→ EXERCISE INSTRUCTIONS: Copy, from the material below, every line in which the word "RTCRtpCodecCapability" can be found.
========
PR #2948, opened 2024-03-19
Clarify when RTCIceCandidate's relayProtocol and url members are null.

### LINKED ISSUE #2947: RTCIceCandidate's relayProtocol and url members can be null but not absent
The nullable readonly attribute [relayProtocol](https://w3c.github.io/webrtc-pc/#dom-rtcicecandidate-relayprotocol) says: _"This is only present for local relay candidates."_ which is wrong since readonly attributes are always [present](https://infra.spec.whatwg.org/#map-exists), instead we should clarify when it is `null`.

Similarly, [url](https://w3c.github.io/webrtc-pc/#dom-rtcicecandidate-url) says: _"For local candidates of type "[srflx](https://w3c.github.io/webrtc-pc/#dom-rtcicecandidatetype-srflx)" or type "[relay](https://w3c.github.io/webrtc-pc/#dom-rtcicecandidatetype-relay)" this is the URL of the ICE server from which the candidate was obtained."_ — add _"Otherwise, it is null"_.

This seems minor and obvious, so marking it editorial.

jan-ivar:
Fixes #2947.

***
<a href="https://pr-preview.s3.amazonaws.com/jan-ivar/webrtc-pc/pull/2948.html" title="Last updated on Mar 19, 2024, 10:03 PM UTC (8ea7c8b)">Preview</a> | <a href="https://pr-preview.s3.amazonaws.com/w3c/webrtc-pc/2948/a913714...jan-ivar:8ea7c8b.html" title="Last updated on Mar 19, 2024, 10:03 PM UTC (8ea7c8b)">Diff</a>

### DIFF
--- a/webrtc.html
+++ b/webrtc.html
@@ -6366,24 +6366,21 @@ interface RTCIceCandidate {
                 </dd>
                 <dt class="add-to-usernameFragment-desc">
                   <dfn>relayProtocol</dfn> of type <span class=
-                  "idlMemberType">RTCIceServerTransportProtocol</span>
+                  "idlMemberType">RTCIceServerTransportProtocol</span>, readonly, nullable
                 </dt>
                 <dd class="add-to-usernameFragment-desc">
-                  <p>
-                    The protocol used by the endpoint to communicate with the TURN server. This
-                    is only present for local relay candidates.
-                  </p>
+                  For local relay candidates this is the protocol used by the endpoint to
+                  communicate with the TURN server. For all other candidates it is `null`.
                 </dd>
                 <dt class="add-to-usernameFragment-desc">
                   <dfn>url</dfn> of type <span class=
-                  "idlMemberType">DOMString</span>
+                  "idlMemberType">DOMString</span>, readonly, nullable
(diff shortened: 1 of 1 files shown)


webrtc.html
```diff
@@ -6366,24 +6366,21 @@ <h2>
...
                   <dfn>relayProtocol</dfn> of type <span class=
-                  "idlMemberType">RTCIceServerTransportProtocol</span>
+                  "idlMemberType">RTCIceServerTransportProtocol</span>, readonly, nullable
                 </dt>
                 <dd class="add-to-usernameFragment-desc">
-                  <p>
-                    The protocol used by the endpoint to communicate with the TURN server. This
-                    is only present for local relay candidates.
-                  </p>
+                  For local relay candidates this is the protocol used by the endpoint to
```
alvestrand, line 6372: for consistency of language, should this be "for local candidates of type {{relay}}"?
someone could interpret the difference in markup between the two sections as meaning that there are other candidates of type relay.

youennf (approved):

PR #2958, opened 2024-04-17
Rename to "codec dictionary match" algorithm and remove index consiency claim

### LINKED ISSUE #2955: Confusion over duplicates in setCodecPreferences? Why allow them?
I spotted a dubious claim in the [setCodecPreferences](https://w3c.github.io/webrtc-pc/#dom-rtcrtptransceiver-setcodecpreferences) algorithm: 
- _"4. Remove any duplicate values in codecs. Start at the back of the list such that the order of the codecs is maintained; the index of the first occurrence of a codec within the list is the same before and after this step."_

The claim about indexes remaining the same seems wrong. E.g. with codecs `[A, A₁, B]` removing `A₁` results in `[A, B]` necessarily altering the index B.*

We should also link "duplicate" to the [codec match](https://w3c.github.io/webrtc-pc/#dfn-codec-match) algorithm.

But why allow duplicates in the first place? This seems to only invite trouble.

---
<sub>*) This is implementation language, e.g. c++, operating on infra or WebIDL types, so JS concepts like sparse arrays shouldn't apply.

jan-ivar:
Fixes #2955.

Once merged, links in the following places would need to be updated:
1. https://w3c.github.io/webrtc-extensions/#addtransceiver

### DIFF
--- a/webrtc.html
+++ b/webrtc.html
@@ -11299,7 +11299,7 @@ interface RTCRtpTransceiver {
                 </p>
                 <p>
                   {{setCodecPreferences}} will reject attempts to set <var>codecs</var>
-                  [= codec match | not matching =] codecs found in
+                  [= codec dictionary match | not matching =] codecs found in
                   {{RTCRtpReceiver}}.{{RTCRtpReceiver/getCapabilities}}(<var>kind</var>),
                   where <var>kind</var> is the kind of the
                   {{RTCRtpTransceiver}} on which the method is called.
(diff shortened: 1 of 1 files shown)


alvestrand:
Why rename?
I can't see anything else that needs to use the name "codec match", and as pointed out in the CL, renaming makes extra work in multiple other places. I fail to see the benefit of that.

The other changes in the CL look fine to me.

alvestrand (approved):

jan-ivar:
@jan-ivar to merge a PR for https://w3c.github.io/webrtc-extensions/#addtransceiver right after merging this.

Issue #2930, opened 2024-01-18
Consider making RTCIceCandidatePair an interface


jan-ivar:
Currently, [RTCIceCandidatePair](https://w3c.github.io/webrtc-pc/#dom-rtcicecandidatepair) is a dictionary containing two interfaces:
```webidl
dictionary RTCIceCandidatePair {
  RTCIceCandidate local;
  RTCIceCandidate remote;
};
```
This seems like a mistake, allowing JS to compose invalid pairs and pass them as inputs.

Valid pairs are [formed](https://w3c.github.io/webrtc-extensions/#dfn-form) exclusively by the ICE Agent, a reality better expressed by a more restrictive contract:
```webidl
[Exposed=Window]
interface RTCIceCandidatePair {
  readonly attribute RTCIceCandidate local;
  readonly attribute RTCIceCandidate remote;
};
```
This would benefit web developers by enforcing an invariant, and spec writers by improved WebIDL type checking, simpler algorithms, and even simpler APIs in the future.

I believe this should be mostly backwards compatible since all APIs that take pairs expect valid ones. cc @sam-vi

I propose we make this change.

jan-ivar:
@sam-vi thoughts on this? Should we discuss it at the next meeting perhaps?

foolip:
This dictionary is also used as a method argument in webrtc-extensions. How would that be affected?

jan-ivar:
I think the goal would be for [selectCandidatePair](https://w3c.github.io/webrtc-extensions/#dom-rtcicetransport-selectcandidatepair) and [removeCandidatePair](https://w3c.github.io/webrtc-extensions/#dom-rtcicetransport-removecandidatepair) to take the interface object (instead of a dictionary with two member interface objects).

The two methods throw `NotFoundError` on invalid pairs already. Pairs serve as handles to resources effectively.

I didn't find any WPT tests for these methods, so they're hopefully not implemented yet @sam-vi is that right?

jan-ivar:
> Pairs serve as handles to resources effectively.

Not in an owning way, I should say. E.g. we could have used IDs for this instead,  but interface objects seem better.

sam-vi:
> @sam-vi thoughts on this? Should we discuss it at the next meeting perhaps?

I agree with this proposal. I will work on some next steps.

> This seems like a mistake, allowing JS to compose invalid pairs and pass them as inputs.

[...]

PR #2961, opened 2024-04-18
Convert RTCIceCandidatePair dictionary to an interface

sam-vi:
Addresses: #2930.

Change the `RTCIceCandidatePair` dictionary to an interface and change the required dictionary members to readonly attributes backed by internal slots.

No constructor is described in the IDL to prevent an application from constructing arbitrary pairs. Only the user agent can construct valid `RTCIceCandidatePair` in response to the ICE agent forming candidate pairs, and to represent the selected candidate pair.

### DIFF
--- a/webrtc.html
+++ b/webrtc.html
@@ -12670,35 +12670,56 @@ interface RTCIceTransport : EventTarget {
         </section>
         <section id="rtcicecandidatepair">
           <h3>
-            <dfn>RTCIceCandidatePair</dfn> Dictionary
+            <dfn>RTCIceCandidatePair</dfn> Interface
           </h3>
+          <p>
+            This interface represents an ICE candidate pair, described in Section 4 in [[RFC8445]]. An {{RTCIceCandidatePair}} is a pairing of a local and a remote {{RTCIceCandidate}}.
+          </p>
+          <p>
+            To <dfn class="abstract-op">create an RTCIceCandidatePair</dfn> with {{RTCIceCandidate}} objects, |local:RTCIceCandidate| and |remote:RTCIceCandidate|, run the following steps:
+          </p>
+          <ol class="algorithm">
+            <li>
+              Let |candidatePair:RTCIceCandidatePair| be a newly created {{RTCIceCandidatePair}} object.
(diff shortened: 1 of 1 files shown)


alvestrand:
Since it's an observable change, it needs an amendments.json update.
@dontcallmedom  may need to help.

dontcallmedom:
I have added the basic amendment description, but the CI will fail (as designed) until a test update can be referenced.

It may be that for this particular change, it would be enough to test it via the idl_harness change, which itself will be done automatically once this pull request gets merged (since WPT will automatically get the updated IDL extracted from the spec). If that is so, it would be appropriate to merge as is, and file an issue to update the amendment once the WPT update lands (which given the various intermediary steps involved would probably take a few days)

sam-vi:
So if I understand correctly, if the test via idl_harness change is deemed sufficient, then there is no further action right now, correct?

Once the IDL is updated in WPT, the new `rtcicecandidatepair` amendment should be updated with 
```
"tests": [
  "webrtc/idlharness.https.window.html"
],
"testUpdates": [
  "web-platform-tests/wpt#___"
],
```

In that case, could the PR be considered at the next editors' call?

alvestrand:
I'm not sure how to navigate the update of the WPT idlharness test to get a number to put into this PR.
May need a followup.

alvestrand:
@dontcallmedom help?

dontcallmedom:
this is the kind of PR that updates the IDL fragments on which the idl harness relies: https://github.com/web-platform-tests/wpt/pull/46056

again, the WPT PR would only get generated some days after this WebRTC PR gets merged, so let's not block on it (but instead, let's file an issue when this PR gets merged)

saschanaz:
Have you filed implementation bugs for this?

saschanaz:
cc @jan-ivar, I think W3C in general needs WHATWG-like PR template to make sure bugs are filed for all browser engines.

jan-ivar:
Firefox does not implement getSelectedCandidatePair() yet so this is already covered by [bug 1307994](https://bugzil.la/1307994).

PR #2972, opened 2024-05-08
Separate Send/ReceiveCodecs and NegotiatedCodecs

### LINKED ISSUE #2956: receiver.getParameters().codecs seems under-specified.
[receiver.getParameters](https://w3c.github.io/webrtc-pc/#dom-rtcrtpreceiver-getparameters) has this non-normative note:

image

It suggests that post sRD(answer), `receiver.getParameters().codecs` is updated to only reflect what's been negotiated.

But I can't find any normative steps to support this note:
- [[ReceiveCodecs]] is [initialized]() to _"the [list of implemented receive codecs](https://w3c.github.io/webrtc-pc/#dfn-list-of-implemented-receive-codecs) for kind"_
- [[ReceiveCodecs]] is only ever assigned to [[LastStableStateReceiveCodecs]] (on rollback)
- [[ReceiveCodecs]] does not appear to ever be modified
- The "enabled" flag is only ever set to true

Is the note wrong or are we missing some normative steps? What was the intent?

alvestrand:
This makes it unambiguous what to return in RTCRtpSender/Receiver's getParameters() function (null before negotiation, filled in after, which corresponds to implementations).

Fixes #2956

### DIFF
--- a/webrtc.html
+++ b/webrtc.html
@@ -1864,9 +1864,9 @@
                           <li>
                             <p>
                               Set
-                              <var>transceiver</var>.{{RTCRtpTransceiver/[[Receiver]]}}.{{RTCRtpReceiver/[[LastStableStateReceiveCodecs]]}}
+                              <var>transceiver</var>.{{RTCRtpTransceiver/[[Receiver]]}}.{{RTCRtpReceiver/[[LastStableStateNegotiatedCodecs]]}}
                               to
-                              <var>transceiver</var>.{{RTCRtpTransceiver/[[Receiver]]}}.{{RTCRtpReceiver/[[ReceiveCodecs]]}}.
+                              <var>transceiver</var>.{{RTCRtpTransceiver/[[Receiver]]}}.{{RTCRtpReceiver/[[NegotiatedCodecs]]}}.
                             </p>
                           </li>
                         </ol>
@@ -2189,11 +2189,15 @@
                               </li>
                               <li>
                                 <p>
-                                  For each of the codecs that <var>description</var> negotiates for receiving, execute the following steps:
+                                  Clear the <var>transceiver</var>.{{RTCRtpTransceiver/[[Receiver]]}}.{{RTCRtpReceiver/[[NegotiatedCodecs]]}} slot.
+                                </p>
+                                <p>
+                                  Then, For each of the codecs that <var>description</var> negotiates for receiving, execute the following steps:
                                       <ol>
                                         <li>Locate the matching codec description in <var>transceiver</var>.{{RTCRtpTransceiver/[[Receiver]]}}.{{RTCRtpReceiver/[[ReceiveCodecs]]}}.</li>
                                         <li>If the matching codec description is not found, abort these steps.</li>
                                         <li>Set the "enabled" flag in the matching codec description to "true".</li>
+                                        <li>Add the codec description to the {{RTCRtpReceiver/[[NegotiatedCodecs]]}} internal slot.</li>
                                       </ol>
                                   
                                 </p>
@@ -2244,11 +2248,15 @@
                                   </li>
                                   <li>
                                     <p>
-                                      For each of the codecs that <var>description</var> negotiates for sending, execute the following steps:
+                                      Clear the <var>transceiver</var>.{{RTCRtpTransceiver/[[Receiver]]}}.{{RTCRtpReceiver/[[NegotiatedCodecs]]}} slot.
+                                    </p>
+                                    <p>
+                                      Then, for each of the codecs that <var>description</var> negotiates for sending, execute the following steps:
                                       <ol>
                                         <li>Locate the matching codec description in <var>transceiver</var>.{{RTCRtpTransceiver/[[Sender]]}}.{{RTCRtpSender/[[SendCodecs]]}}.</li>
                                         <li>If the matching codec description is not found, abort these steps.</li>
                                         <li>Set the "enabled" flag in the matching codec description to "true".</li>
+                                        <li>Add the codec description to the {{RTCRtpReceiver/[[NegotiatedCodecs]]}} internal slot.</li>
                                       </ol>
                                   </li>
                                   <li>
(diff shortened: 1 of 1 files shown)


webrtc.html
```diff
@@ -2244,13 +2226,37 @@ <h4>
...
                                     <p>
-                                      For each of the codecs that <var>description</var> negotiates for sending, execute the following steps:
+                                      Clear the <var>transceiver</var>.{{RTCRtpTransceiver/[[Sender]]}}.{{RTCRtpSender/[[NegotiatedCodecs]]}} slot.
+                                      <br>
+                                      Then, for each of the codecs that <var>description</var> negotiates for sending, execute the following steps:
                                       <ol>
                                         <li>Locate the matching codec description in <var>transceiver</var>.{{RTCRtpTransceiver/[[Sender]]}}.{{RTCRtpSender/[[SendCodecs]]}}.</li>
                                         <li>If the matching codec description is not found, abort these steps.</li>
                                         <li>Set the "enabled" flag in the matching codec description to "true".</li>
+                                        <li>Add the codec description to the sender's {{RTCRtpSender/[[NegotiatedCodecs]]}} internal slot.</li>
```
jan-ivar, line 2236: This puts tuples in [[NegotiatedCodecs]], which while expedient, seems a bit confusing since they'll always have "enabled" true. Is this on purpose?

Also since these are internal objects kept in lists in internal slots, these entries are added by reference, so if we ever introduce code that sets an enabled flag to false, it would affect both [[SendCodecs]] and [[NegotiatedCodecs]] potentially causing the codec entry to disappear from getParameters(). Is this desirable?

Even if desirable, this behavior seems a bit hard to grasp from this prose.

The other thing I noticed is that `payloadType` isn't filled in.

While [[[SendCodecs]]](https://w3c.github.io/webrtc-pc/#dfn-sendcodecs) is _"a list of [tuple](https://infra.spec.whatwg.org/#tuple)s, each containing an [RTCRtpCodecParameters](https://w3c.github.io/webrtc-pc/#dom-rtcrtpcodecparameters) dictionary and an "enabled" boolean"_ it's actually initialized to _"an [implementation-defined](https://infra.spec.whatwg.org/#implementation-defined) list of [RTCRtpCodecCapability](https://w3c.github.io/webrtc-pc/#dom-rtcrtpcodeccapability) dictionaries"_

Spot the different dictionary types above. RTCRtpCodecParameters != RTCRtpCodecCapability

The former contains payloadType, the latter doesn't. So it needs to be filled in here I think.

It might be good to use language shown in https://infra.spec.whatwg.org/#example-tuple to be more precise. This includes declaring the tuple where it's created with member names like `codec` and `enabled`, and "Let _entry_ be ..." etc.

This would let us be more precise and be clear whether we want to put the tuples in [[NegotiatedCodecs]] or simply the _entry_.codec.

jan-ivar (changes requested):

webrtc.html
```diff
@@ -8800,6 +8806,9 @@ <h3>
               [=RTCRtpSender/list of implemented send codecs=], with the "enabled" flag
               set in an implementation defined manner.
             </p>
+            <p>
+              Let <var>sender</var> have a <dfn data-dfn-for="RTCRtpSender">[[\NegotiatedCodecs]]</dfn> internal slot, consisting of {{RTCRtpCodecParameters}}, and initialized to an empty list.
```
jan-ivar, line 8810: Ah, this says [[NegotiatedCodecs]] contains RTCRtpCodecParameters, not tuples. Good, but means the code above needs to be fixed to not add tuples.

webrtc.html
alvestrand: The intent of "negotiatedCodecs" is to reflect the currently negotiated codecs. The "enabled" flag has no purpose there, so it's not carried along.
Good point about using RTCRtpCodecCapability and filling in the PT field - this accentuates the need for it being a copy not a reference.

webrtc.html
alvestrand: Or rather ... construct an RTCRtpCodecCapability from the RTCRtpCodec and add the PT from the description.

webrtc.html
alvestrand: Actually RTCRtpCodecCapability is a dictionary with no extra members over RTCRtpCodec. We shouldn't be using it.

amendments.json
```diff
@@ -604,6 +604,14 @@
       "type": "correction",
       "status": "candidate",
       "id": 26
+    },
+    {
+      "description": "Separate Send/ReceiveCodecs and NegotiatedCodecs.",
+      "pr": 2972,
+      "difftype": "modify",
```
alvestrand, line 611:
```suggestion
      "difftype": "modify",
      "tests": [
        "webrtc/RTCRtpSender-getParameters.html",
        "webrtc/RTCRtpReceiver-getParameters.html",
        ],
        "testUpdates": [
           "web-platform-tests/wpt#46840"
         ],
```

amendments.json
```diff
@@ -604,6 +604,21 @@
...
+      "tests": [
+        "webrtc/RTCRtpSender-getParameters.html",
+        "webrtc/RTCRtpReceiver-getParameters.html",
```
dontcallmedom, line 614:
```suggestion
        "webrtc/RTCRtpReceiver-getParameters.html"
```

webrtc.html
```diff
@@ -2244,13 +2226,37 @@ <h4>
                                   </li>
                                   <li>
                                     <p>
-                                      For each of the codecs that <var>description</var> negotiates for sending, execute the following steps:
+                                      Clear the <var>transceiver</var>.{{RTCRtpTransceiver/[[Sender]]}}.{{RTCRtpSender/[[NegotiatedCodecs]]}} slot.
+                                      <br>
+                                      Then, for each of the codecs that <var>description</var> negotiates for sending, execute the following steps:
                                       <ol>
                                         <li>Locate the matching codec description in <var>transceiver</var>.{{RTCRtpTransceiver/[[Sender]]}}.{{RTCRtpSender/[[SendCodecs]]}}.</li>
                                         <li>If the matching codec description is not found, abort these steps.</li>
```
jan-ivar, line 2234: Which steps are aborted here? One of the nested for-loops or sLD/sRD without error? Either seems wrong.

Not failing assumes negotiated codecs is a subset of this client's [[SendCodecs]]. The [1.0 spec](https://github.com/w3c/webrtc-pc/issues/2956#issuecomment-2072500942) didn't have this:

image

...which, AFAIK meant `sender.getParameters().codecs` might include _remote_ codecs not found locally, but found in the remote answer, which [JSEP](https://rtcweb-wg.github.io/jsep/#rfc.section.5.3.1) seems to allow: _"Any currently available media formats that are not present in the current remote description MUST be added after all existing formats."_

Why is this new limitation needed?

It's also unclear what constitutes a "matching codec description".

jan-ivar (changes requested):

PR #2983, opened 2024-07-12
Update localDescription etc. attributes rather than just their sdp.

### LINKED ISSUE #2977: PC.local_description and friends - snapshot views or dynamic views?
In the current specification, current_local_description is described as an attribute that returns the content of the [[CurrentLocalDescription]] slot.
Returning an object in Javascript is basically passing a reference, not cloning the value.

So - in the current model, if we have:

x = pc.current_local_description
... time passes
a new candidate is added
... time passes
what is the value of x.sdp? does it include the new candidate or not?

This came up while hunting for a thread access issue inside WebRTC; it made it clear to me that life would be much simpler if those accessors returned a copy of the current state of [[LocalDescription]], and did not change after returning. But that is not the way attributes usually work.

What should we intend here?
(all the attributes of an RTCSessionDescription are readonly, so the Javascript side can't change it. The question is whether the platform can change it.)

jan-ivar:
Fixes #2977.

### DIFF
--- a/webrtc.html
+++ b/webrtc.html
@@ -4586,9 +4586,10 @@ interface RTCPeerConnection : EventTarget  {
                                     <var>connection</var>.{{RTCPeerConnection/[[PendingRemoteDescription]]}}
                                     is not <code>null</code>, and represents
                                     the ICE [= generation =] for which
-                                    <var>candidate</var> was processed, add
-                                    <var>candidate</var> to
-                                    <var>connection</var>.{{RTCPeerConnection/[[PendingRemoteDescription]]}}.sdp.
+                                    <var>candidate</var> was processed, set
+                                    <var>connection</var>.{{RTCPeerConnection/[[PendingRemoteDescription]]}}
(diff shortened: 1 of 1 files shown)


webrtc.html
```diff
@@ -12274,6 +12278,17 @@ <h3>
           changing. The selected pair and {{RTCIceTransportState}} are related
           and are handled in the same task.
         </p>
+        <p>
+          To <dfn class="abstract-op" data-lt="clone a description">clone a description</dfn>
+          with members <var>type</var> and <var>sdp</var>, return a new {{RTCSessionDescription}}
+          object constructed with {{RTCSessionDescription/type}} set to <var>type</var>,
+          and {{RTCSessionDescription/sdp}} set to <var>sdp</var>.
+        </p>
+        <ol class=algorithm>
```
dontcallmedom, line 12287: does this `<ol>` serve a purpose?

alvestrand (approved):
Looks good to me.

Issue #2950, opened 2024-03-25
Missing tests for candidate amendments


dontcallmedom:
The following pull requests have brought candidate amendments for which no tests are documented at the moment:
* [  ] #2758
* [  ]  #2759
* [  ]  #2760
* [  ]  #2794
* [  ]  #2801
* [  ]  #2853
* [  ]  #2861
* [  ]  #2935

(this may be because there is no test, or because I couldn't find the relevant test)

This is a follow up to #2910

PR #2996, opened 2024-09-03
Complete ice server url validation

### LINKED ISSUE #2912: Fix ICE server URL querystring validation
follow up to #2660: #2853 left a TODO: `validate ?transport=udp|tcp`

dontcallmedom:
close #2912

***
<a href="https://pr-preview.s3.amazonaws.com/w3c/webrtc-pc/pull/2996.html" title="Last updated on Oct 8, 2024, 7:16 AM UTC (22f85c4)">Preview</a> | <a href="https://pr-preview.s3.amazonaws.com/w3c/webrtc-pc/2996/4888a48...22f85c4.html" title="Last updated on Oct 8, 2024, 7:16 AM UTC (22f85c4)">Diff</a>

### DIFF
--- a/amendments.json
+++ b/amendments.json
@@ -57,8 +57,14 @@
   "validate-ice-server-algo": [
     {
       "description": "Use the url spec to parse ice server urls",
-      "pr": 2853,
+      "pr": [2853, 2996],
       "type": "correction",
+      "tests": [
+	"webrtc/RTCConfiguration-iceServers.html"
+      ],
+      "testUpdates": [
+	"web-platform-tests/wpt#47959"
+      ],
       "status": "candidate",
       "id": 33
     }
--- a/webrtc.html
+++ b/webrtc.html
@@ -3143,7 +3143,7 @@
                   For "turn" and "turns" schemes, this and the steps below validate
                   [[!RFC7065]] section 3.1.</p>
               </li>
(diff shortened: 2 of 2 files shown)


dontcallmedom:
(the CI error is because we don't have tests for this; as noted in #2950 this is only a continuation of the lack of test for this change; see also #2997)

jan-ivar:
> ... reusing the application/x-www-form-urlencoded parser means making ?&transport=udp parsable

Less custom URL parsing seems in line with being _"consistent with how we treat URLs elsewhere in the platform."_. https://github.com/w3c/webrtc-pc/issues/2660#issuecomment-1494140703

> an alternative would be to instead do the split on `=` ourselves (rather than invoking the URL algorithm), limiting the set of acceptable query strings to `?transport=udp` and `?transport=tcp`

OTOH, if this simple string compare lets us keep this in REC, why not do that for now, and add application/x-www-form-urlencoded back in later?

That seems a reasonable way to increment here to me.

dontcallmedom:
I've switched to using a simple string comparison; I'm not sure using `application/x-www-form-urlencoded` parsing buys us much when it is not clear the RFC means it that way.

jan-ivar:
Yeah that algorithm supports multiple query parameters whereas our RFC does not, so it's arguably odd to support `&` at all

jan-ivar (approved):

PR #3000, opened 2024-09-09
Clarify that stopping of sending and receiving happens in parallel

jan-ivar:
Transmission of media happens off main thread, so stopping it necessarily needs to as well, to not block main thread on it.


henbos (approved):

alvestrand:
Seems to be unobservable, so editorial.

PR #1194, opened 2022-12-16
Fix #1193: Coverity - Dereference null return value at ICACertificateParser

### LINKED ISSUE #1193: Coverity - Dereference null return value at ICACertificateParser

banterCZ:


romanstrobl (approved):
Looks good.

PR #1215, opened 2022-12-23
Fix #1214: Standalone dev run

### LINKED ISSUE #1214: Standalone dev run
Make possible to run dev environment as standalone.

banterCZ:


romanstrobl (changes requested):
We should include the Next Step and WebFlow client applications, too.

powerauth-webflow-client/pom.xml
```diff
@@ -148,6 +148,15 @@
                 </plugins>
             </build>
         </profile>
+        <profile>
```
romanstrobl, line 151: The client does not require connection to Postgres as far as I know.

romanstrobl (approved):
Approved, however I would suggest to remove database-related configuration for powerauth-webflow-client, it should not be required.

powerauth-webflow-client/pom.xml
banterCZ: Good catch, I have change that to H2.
========
→ SOLUTION BELOW:
While [[[SendCodecs]]](https://w3c.github.io/webrtc-pc/#dfn-sendcodecs) is _"a list of [tuple](https://infra.spec.whatwg.org/#tuple)s, each containing an [RTCRtpCodecParameters](https://w3c.github.io/webrtc-pc/#dom-rtcrtpcodecparameters) dictionary and an "enabled" boolean"_ it's actually initialized to _"an [implementation-defined](https://infra.spec.whatwg.org/#implementation-defined) list of [RTCRtpCodecCapability](https://w3c.github.io/webrtc-pc/#dom-rtcrtpcodeccapability) dictionaries"_
Spot the different dictionary types above. RTCRtpCodecParameters != RTCRtpCodecCapability
Good point about using RTCRtpCodecCapability and filling in the PT field - this accentuates the need for it being a copy not a reference.
alvestrand: Or rather ... construct an RTCRtpCodecCapability from the RTCRtpCodec and add the PT from the description.
alvestrand: Actually RTCRtpCodecCapability is a dictionary with no extra members over RTCRtpCodec. We shouldn't be using it.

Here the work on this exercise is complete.